Bugün elbette Elhamdülillah alimler henüz yeryüzünden kalkmış değildir. Ancak alimler yeryüzünde halen varken, ne diye alim olmadığı halde fetva verip hem sapan hem de saptıranlara sorular soruluyor? Ne diye onların sözlerine itibar ediliyor? Umarım sosyal medyanın icazetsiz vaizlerinden olan Youtuber Hüseyin ÇEVİK’i kendisine lider ve rehber edinenler bu hadis-i şeriften çıkarmaları gereken dersi çıkarmışlardır.

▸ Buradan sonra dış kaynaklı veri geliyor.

PR #2777, opened 2023-03-09
Check all roles for magic link login access

ghickman:
`has_role` looks at the "global" roles of a user, optionally searching any extra context we give it.  Rather than look up all the possible org and project memberships of the user in the view this adds a property to the User model which grabs them as a set so we can have simple membership checks.

### DIFF
--- a/jobserver/views/users.py
+++ b/jobserver/views/users.py
@@ -14,7 +14,7 @@ from django.views.generic import FormView, UpdateView, View
 from furl import furl
 from opentelemetry import trace
 
-from jobserver.authorization import InteractiveReporter, has_role
+from jobserver.authorization import InteractiveReporter
 
 from ..emails import send_github_login_email, send_login_email
 from ..forms import EmailLoginForm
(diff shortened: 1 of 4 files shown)


jobserver/views/users.py
```diff
@@ -48,7 +48,7 @@ def form_valid(self, form):
         user = User.objects.filter(email=form.cleaned_data["email"]).first()
 
         if user:
-            if not has_role(user, InteractiveReporter):
+            if InteractiveReporter not in user.all_roles:
```
lucyb, line 51: I know this is the existing behaviour, but are we potentially revealing the existence of a user account by returning back this message? Would it be better just to return back the message on line 80 regardless, but only email them the login link if they have the Interactive role?

jobserver/views/users.py
```diff
@@ -48,13 +48,6 @@ def form_valid(self, form):
...
 
         if user:
-            if not has_role(user, InteractiveReporter):
-                messages.error(
-                    self.request,
-                    "Only users who have signed up to OpenSAFELY Interactive can log in via email",
-                )
-                return redirect("login")
-
             if user.social_auth.exists():
```
lucyb, line 51: You might have spotted it by the time you see this comment, but the else on line 65 needs to become:

`elif InteractiveReporter not in user.all_roles:`

lucyb (approved):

Bu makale, başta da belirttiğimiz gibi Derin Tahkik sitesinin admini Yavuz ŞAHİN ve Derin Tahkik sitesinin değerli yazarı Yusuf YİĞİT Beyefendi tarafından hazırlanmıştır.

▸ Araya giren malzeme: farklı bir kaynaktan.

Issue #2767, opened 2023-03-07
Email requester when their Interactive report is ready to view


lucyb:
Once an output checker has released the outputs from an analysis request, the requester should be notified by email that their report is ready to view. The email should contain a direct link to the report and a reminder about not sharing the results beyond their immediate team (Catherine to confirm wording).

This was the message from v1 for comparison
```
Hi {{ name }},

Your analysis titled "{{ title }}" using OpenSAFELY interactive has now finished running. You can view the results at:

{{ url }}

These results are not publicly accessible and are only viewable when logged into your OpenSAFELY Interactive account. Please do not share these results with anyone. If you would like to share the results, please send an email to us at team@opensafely.org

```

PR #2789, opened 2023-03-10
Email the requester when a report for an AnalysisRequest is uploaded

ghickman:
Fix: #2767

### DIFF
--- a/interactive/emails.py
+++ b/interactive/emails.py
@@ -1,0 +1,21 @@
+from django.conf import settings
+from furl import furl
+from incuna_mail import send
+
+
+def send_report_uploaded_notification(analysis_request):
+    analysis_request_url = furl(settings.BASE_URL) / analysis_request.get_absolute_url()
+
+    context = {
+        "name": analysis_request.created_by.name,
+        "title": analysis_request.title,
+        "url": analysis_request_url,
+    }
+
+    send(
+        to=analysis_request.created_by.email,
+        sender="notifications@jobs.opensafely.org",
+        subject="Your OpenSAFELY Interactive report is ready to view",
+        template_name="emails/notify_report_uploaded.txt",
+        context=context,
+    )
--- a/jobserver/api/releases.py
+++ b/jobserver/api/releases.py
@@ -20,6 +20,7 @@ from rest_framework.parsers import FileUploadParser, JSONParser
 from rest_framework.response import Response
 from rest_framework.views import APIView
 
+from interactive.emails import send_report_uploaded_notification
 from interactive.models import AnalysisRequest
 from jobserver import releases, slacks
 from jobserver.api.authentication import get_backend_from_token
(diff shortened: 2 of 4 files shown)


interactive/emails.py
```diff
@@ -0,0 +1,21 @@
...
+    context = {
+        "name": analysis_request.created_by.name,
+        "title": analysis_request.title,
+        "url": analysis_request_url,
+    }
+
+    send(
+        to=analysis_request.created_by.email,
+        sender="notifications@jobs.opensafely.org",
+        subject=f"A report has been released for your interactive study: {analysis_request.title}",
```
lucyb, line 18: The word "released" is quite Job Server specific, I'm not sure Interactive users will know what that means. Also, being extremely picky, I'm not sure Interactive users will be doing "studies" either, although that's a conversation for another time.

How about this for the subject: "Your OpenSAFELY Interactive report is ready to view"

jobserver/api/releases.py
```diff
@@ -67,19 +68,22 @@ def maybe_create_report(rfile, filename, user):
...
+        title=analysis_request.title,
+        description="TODO fill from AR",
+        created_by=user,
+        updated_by=user,
+    )
+    analysis_request.report = report
+    analysis_request.save(update_fields=["report"])
+
+    send_report_uploaded_notification(analysis_request)
+    # TODO: notify some staff…?
```
lucyb, line 86: Super tiny nitpick: I'm not sure if we'll need to notify anyone else, so this TODO is probably redundant.

templates/emails/notify_report_uploaded.txt
```diff
@@ -0,0 +1,7 @@
+Hi {{ name }},
+
+Your analysis titled "{{ title }}" using OpenSAFELY interactive has now finished running. You can view the results at:
+
+{{ url }}
+
+These results are not publicly accessible and are only viewable when logged into your OpenSAFELY Interactive account. Please do not share these results with anyone. If you would like to share the results, please send an email to us at team@opensafely.org
```
lucyb, line 7: If we're using report in the title, then we should probably be consistent within the body of the email (i.e s/results/report/).

This second part has changed! People can share the results within their team now. I have some suggested wording here, but can you confirm it with Catherine please because I can't find the correct IG document right now?

> This report is not publicly accessible and is only viewable when logged into your OpenSAFELY Interactive account. Please only share these results with your immediate team. If you would like to share the report more widely, please send an email to us at team@opensafely.org

ghickman:
@lucyb – all changes done 👍

templates/emails/notify_report_uploaded.txt
```diff
@@ -0,0 +1,7 @@
+Hi {{ name }},
+
+Your analysis titled "{{ title }}" using OpenSAFELY interactive has now finished running. You can view the results at:
```
lucyb, line 3:
```suggestion
Your analysis titled "{{ title }}" using OpenSAFELY Interactive has now finished running. You can view the results at:
```

lucyb (approved):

Sosyal medyanın icazetsiz vaizlerinden olan Hüseyin ÇEVİK’in ve onun gibilerin, Siyasal İslamcıların ve nice reformist tarihselci kafanın… desteklediği ve faizle mücadele ettiğini iddia ettikleri bâtılı ile hakkı yıkmaya çalışan Erdoğan ve AKP’nin Faize nasıl tesettür giydirdiklerini kaleme aldığım Faize Bile Tesettür Giydirdiler! başlıklı makalemi okumak için başlığın üzerine tıklayınız!
Ben şimdi tam anlayamadım. Kemal kacar bey Türkiye darül islam değil dediyse. Şuanda paramızı vadeli hesaba koyup fazini almamız helal midir?
Helal değildir. Caiz olması için Darül Harp olması tek başına yeterli bir sebep değil.
Bir yanlışım varsa ALLAH (c.c) affetsin…İslam üzere olan insan akıllı olmalı..Neymiş efendim kumar bile eğer müslümana kazanç varsa helaldir..Vay anasını.Faiz zaten helal olmuş bunlarda..Şimdi fetöcüler zamanında soruları çalıp ”elin gavuru ALLAH (c.c) kitap bilmeyen geleceğine bizim çocuklarımız gelsin demediler mi?Bu hak mı..Böyle birşeyi islam kabul edermi?Etmezz?..Peygamder efendimiz (s.a.v) işi ehline verin derken ”soruyu çalın bizimkiler kazansın bizimkilere verin” mi demek istemiş…Böyle bir şey yok..Şerefli müslüman kardeşim.Bu bir kanser gibidir.Parayı faize yatır ye iç çalışmana gerek bile yok.Müslümanı ticaretten de çalışmadan da uzaklaştıracaklar..Ayrıca bu kanser hücresi giderek büyüyecek ve vicudu öldürecek.Yapmayın kardeşlerim.
Dostum burada milleti faize ve kumara teşvik durumu yok. Sen yazıyı biraz daha iyi okumalısın. Bu konudaki fetva da İmam Ebu Hanife’ye rahmetullahi aleyh aittir. FETÖ ile, Süleymanlılar ile, ya da başkalarıyla alakası yoktur. Evet faize her ne olursa olsun bulaşmamak lazımdır. Faiz haramdır. Bu konuda bir ihtilaf yok. İhtilaf teferruatta sünnet-i seniyyeden getirilen deliller üzerine oluşan fetvadan kaynaklıdır. Konuları saptırmamak, karıştırmamak lazımdır.